◆ What to work on
Your task is to retype, exactly and with nothing else, every line from the one containing "attrs.get('readOnly') else dict()" to the end of the listing.

___ Extracted entries ___

PR #1060, opened 2026-08-07
fix(app): honour the instanceconfig package path in the dependency check

fporcari:
## Problem

`GnrApp.check_package_dependencies()` resolved every package through `pkg_name_to_path()`, ignoring the `path` attribute that `addPackage()` honours.

`pkg_name_to_path()` only knows the project packages folder and the `<packages>` roots of `environment.xml`: for a package declared with an explicit `path` it raises `Exception('Error: package %s not found')`. Since the check runs before any package is loaded, such an instance dies at boot.

`InstanceMaker` writes exactly those attributes for every package passed as a `(package, path)` pair, so any instance created that way was unbootable. No instance under `projects/` uses `path=`, which is why nothing failed in CI.

## Fix

Both call sites now share `pkg_path_from_attrs()`:

- the declared `path` wins, `pkg_name_to_path()` is the fallback when it is absent;
- relative paths are resolved against the instance folder through `realPath()`, as `addPackage()` already did.

The requirements lookup also honours the `filename` attribute, the same way `GnrPackage` builds its package folder from `path` + `filename`.

## Tests

`gnrpy/tests/app/test_package_path_attr.py`, on `BaseGnrTest`: a minimal package (`main.py` + `requirements.txt`) is created in a temporary folder outside every packages root, and two instances are built with `InstanceMaker`, one declaring an absolute path and one a relative path. The tests check that the instanceconfig carries the `path` attribute, that the package is indeed unreachable via `pkg_name_to_path()`, that the app boots with `packageFolder` pointing at the external folder in both cases, and that the external requirements are collected without being reported as missing.

Four of the five tests fail on `develop` with `Exception: Error: package extpkg not found`.

Full suite: 1924 passed, 67 skipped.

## Context

Follow-up 1 of #1058 (issue #1006), deliberately left out of that PR.

### DIFF
--- a/gnrpy/gnr/app/gnrapp.py
+++ b/gnrpy/gnr/app/gnrapp.py
@@ -1054,10 +1054,7 @@ class GnrApp(object):
         if pkgid in self.packages:
             return 
         attrs = pkgattrs or {}
-        if not attrs.get('path'):
-            attrs['path'] = self.pkg_name_to_path(pkgid,project)
-        if not os.path.isabs(attrs['path']):
-            attrs['path'] = self.realPath(attrs['path'])
+        attrs['path'] = self.pkg_path_from_attrs(pkgid, attrs, project=project)
         apppkg = GnrPackage(pkgid, self, **attrs)
         apppkg.content = pkgcontent or Bag()
         readOnlyAttrs = {'readOnly':True} if attrs.get('readOnly') else dict()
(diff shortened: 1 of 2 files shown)


cgabriel (approved):
Approved. Verified with instance maker and dev builder, with pdb inspections of test-generated instances/packages.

___

◆ Task solution
         readOnlyAttrs = {'readOnly':True} if attrs.get('readOnly') else dict()
(diff shortened: 1 of 2 files shown)


cgabriel (approved):
Approved. Verified with instance maker and dev builder, with pdb inspections of test-generated instances/packages.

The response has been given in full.